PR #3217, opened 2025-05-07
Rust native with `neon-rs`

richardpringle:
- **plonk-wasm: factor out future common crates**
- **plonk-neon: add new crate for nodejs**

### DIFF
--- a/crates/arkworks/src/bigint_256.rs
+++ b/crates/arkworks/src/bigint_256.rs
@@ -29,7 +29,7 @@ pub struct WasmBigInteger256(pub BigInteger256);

········

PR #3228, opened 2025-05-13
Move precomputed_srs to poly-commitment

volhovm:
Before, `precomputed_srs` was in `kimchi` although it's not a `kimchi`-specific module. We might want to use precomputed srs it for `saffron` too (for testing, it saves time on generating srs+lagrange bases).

········

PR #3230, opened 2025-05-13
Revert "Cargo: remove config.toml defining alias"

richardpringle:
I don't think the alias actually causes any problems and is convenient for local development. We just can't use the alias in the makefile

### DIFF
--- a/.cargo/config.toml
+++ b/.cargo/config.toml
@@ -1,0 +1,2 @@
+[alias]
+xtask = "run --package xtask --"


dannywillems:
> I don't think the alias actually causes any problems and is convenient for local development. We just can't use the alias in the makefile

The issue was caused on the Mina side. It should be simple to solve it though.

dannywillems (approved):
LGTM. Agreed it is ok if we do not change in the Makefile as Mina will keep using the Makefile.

········

PROBLEM DESCRIPTION ▸ Check every line in the entries for the word "local". State how many have it, with no other text.

OUTPUT OF THE EXERCISE ▸ 2